D.D. Raphael mengatakan, ideologi biasanya dimaknai sebagai sebuah doktrin yang bersifat preskriptif yang tidak didukung oleh argumentasi rasional. Ilmu mengenai ide yang semula merupakan filsafat akal yang memperoleh ide atau gagasan dari akal (sebagai lawan dari metafisika), dari bahasa francis ideologie, studi atau ilmu mengenai ide-ide. 
Beberapa kalangan lain mendefinisikan istilah ideologi sebagai sebuah doktrin yang ingin mengubah dunia.

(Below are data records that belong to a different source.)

PR #222, opened 2023-10-04
Epoch integration

musitdev:
Add epoch struct and calculus.
Add RPC get_epoch_info.


epoch/src/lib.rs
```diff
@@ -0,0 +1,141 @@
...
+            Epoch {
+                epoch: 0,
+                slot_index: 1,
+                slots_in_epoch: 1000,
+                absolute_slot: 1,
+            },
+            slot1epoch
+        );
+
+        let slot1epoch = epoch_cache.get_epoch_at_slot(999);
```
godmodegalactus, line 109: variable name should be slot_epoch instead because it is not slot 1 epoch anymore.

epoch/src/lib.rs
```diff
@@ -0,0 +1,141 @@
...
+use solana_rpc_client::nonblocking::rpc_client::RpcClient;
+use solana_sdk::epoch_info::EpochInfo;
+use solana_sdk::slot_history::Slot;
+use solana_sdk::sysvar::epoch_schedule::EpochSchedule;
+use std::sync::Arc;
+
+#[derive(Debug, Copy, Clone, PartialOrd, PartialEq, Eq, Ord)]
+pub struct Epoch {
+    pub epoch: u64,
+    pub slot_index: u64,
```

Ada juga yang mengualifikasikan ideologi sebagai sesuatu yang visioner tapi, lebih banyak lagi mengualifikasikannya sebagai sesuatu yang bersifat hipotetis, tak terkatakan, dan tidak realistis, bahkan lebih dari itu, adalah sebuah penipuan kolektif oleh seseorang atau yang lain, yang mengarah pada pembenaran atau melegitimasi subordinasi satu kelompok oleh kelompok lain, dengan jalan manipulasi sehingga menyebabkan ketidaknyamanan yang berhubungan dengan kekerasan sistematik dan teror yang kemudian berujung pada imperialisme, perang, dan pembersihan etnis.

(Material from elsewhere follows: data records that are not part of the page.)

PR #223, opened 2023-10-04
Epoch integration

musitdev:
Add epoch struct and calculus.
Add RPC get_epoch_info.

I add the Epoch info test. I change the default RPC port that wasn't 8899.


godmodegalactus (approved):

lite-rpc/src/bridge.rs
```diff
@@ -334,4 +335,23 @@ impl LiteRpcServer for LiteBridge {
...
     }
+
+    async fn get_epoch_info(
+        &self,
+        _config: Option<RpcContextConfig>,
+    ) -> crate::rpc::Result<EpochInfo> {
+        let block_info = self
+            .data_cache
+            .block_information_store
+            .get_latest_block_info(CommitmentConfig::finalized())
```
godmodegalactus, line 346: Here commitment should come from the config

godmodegalactus (changes requested):

lite-rpc/src/bridge.rs
musitdev: Ah yes, you're right and it's not the right commitment.

tests/client.test.ts
```diff
@@ -45,3 +45,10 @@ test('send and confirm transaction', async () => {
     await sendAndConfirmTransaction(connection, tx, [payer]);
 });
 
+
+test('get epoch info', async () => {
+    const {epoch, absoluteSlot, slotIndex, slotsInEpoch} = await connection.getEpochInfo();
```
godmodegalactus, line 50: Could also try adding tests with different commitments.

godmodegalactus (approved):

Dalam literature Arab, istilah ideologi adalah Mabda’ yang secara etimologis berasal dari mashdar mimi dari kata bada’a-yabda u-bad’an wa mabda’an yang berarti permulaan. Secara terminologis berarti pemikiran mendasar yang dibangun diatas pemikiran-pemikiran (cabang )

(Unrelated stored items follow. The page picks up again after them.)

PR #227, opened 2023-10-05
Saving block and transactions in postgres table

godmodegalactus:


history/src/block_stores/postgres_block_store.rs
```diff
@@ -1 +1,106 @@
...
+        // create schema for new epoch
+        let session = self
+            .session_cache
+            .get_session()
+            .await
+            .expect("should get new postgres session");
+
+        let statement = format!("CREATE SCHEMA {};", schema);
+        if let Err(e) = session.execute(&statement, &[]).await {
+            log::error!("Error creating a schema for {} error {}", schema, e);
```
musitdev, line 42: I think the errors should be return because is the db is not created there's no need to store block and other actions must be done ASAP.

history/src/block_stores/postgres_block_store.rs
```diff
@@ -1 +1,106 @@
...
+            .transactions
+            .iter()
+            .map(|x| PostgresTransaction::new(x, slot))
+            .collect_vec();
+        let postgres_block = PostgresBlock::from(&block);
+
+        let epoch = self.epoch_cache.get_epoch_at_slot(slot);
+        let schema = format!("EPOCH_{}", epoch.epoch);
+        if current_epoch == 0 || current_epoch < epoch.epoch {
+            self.postgres_data.write().await.current_epoch = epoch.epoch;
```
musitdev, line 77: You update the epoch and not the from and to slot range.
Perhaps it's easier to use the start and end slot function of epoch to have the range and not using a specific attribute from_slot and to_slot?

history/src/postgres/postgres_block.rs
```diff
@@ -1,45 +1,85 @@
...
+        args.push(&self.blockhash);
+        args.push(&self.block_height);
+        args.push(&self.parent_slot);
+        args.push(&self.block_time);
+        args.push(&self.previous_blockhash);
+        args.push(&self.rewards);
+
+        PostgresSession::multiline_query(&mut query, NB_ARUMENTS, 1, &[]);
+        if let Err(e) = postgres_session.execute(&query, &args).await {
+            log::error!(
```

Dalam Al-Mausu’ah al-Falsafiyah, di sana disebutkan Al-Mabda’ (ideologi) adalah pemikiran mendasar (fikrah raisiyah) dan patokan asasi (al-qaidah al-asasiyah) tingkah laku. Dari segi logika, al-mabda’ adalah pemahaman mendasar dan asas setiap peraturan.
Selain definisi di atas, berikut ada beberapa definisi lain tentang ideologi:
 Ideologi adalah kumpulan ide atau gagasan atau aqidah 'aqliyyah (akidah yang sampai melalui proses berpikir) yang melahirkan aturan-aturan dalam kehidupan.
 Ideologi adalah studi terhadap ide – ide/pemikiran tertentu (Destutt de Tracy).
 Ideologi adalah inti dari semua pemikiran manusia (Rene Descartes).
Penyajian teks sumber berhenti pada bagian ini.